(Data extract)

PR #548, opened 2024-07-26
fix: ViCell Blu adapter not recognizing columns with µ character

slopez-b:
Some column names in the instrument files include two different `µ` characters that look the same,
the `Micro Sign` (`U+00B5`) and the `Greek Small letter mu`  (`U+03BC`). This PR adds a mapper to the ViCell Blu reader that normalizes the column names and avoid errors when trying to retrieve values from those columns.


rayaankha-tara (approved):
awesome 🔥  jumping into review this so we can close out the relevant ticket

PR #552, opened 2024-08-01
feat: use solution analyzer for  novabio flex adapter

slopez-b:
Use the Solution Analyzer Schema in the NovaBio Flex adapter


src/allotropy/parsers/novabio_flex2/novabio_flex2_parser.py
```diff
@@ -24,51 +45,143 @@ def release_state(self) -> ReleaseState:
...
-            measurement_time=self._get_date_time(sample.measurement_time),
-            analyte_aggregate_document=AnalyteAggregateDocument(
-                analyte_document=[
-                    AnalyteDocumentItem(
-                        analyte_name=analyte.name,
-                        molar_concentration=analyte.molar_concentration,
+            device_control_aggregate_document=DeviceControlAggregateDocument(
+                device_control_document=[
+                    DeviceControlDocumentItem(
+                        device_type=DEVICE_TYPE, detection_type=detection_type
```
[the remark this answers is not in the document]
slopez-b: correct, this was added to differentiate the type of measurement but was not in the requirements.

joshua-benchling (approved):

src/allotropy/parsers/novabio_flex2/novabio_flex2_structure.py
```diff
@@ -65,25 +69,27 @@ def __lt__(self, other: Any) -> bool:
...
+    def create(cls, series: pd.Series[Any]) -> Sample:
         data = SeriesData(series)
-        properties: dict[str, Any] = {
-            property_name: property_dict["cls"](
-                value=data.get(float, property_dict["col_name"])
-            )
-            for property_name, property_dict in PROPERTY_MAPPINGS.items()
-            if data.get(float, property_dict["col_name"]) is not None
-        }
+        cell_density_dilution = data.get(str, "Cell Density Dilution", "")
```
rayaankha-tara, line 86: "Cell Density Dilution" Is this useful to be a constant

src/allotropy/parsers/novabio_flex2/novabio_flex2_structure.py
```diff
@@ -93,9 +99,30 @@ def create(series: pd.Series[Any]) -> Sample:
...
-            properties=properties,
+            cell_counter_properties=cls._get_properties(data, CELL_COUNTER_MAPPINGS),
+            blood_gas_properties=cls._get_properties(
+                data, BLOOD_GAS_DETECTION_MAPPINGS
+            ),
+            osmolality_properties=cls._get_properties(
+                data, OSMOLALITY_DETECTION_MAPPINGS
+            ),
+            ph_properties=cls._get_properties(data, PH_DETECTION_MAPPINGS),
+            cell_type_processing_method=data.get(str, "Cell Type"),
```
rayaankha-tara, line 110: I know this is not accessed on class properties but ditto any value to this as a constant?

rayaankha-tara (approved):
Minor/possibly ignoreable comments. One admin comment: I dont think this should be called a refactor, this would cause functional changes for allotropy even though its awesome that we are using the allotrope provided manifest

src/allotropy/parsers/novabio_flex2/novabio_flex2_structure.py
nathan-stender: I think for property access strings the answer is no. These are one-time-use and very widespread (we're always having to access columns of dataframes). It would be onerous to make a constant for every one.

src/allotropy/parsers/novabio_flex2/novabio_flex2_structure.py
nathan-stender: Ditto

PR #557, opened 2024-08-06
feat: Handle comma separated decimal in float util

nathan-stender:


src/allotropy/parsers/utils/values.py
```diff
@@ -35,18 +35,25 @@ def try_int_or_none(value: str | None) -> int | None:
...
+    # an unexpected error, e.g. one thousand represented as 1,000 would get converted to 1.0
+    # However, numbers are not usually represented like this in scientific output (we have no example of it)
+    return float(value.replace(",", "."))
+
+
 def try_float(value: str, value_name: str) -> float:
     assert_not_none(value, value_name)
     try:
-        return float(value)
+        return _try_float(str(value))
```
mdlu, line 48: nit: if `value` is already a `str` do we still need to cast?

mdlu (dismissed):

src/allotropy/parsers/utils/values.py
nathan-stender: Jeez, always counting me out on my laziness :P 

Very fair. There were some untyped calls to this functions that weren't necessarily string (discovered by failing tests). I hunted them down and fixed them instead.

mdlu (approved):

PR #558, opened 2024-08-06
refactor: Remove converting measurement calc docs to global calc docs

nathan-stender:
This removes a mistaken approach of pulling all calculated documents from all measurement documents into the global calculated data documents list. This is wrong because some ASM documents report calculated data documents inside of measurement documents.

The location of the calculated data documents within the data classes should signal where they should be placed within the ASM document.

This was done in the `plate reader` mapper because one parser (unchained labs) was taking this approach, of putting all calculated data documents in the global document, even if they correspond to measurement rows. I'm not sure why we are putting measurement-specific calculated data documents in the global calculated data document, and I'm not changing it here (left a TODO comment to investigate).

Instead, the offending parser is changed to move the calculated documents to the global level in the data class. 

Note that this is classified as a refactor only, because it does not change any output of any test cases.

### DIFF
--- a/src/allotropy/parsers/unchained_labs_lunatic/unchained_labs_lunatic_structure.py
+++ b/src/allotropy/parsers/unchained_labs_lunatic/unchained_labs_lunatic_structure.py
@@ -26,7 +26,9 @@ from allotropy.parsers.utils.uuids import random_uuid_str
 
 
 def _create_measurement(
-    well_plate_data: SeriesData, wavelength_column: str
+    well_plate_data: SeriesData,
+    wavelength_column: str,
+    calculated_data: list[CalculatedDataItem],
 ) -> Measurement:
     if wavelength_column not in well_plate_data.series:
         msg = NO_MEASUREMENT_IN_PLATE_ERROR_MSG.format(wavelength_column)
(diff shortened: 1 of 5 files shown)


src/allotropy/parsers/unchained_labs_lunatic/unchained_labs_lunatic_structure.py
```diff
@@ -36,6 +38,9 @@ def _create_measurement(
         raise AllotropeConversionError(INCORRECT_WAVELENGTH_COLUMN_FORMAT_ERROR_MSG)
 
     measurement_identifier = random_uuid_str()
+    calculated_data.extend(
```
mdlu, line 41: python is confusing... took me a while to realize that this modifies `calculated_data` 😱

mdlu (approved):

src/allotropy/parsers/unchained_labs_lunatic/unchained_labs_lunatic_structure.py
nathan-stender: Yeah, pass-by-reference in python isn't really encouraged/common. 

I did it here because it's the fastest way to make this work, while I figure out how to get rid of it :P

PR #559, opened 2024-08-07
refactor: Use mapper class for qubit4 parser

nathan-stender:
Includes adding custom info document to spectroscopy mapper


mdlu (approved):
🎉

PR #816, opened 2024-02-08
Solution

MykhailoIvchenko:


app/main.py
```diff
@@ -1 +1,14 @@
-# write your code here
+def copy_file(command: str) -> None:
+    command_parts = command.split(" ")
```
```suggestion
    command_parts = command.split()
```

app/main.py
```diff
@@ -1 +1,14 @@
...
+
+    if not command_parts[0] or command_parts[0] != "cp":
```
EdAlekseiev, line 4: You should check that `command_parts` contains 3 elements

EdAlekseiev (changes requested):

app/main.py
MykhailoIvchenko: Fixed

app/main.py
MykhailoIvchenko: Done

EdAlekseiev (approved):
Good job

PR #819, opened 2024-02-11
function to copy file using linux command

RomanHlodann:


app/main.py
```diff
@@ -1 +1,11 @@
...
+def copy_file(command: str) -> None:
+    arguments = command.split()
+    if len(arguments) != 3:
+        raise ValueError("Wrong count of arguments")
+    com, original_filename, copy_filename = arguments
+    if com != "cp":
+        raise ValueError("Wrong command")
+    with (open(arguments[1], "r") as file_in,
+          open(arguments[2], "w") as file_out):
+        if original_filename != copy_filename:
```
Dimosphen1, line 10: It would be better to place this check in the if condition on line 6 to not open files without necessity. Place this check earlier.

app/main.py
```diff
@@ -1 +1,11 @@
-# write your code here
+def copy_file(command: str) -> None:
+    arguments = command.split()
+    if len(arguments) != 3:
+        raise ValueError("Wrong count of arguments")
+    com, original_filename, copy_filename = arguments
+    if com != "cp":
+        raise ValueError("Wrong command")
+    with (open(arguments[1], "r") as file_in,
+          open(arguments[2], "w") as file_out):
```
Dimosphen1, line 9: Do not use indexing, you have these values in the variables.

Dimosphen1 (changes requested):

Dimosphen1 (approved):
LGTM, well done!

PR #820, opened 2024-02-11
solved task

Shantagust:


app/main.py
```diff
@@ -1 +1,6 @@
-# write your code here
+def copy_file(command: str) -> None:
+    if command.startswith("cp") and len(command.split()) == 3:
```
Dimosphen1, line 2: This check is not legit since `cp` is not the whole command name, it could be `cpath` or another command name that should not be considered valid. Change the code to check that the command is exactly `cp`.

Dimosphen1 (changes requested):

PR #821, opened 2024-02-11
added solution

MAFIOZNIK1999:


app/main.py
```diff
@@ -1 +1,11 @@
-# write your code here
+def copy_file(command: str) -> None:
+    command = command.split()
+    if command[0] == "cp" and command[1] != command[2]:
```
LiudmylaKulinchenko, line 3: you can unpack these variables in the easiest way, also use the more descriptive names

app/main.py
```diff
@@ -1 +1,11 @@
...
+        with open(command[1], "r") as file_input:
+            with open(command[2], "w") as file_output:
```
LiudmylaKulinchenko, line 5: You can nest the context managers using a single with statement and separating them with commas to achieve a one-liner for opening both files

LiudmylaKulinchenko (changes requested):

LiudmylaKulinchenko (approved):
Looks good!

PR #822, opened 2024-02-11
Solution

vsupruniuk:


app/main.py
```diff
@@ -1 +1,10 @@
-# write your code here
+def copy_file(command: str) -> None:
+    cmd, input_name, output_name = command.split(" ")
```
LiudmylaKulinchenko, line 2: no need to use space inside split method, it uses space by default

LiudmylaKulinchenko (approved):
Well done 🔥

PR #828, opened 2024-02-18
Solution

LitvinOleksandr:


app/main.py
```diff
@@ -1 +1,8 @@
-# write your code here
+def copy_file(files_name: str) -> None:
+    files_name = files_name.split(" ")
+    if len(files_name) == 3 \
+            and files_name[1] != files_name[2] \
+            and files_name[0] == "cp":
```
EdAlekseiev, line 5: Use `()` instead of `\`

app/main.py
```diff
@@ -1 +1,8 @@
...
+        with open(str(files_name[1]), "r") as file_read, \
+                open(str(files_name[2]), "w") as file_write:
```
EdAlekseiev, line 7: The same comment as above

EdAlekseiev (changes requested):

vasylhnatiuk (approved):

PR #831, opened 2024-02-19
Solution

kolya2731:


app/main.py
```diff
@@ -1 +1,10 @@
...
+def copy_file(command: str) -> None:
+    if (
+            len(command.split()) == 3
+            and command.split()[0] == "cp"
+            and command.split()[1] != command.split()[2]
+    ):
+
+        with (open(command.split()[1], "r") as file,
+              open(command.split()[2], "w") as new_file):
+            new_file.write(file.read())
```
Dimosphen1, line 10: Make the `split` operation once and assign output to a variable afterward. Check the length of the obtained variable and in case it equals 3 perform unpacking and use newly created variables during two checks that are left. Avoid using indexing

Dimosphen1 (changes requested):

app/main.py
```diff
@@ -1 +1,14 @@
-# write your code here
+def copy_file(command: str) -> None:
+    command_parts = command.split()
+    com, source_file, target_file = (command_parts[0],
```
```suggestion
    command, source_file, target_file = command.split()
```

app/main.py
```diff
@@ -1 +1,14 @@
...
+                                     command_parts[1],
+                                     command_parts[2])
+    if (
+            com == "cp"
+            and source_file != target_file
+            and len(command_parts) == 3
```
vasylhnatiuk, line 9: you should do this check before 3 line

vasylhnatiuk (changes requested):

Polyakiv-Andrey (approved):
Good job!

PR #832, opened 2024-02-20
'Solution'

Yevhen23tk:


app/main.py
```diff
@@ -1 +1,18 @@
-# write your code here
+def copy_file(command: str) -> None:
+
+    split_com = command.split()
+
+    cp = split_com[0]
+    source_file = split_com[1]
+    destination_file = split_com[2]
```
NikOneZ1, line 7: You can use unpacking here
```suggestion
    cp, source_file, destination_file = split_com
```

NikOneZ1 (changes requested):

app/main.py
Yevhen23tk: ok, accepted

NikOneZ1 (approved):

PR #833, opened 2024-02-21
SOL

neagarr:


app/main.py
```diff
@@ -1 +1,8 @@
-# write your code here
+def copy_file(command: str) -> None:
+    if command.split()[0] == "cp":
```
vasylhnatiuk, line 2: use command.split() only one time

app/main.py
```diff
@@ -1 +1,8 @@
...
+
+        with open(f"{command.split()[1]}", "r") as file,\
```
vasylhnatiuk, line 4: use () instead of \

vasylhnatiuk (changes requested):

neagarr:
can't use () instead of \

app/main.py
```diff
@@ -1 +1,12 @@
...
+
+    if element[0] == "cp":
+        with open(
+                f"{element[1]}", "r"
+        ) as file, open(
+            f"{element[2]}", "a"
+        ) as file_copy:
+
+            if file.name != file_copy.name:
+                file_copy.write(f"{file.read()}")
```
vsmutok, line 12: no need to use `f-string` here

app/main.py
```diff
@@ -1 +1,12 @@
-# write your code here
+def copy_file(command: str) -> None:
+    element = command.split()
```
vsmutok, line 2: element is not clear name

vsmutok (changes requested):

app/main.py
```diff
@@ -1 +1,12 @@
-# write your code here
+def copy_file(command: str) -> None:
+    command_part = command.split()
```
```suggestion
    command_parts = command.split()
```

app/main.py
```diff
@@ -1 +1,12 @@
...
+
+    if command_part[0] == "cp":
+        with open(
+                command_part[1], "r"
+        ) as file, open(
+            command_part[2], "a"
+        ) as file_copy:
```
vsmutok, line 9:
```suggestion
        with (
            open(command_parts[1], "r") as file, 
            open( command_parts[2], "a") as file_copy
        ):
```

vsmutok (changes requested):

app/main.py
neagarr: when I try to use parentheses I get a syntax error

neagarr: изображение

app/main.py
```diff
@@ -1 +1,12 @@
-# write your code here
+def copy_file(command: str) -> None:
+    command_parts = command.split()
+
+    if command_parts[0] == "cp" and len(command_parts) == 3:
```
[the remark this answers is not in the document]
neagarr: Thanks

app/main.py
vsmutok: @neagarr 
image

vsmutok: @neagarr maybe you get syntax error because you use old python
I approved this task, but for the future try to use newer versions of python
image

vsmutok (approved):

(End Data extract)
(Data extract)

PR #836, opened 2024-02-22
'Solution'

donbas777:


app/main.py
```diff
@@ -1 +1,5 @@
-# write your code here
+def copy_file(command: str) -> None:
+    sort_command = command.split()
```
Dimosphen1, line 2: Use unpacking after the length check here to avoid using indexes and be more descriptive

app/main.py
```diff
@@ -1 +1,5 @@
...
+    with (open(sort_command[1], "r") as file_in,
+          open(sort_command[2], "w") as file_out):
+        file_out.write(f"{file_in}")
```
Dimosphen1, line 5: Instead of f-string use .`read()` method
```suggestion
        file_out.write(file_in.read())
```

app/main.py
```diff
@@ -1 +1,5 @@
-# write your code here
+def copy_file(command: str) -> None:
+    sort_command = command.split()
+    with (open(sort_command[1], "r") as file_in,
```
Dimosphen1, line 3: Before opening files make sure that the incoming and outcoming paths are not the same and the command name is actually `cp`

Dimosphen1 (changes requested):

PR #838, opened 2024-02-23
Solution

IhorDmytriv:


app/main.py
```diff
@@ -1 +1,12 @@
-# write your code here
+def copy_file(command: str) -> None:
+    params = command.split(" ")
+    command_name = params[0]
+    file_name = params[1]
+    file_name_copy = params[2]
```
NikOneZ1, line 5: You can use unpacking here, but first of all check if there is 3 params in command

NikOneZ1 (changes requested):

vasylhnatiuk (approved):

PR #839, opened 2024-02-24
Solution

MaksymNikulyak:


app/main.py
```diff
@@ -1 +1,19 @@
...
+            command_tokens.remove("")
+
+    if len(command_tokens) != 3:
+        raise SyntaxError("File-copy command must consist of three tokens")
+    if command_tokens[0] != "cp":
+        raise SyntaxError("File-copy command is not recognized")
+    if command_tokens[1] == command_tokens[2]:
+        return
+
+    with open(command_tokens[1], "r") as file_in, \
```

(End Data extract)

*About this exercise*.
Of all the entries above, output exactly the lines between the one holding "PR #548, opened 2024-07-26" and the one holding "Some column names", inclusive.

*Result for this task*.
PR #548, opened 2024-07-26
fix: ViCell Blu adapter not recognizing columns with µ character

slopez-b:
Some column names in the instrument files include two different `µ` characters that look the same,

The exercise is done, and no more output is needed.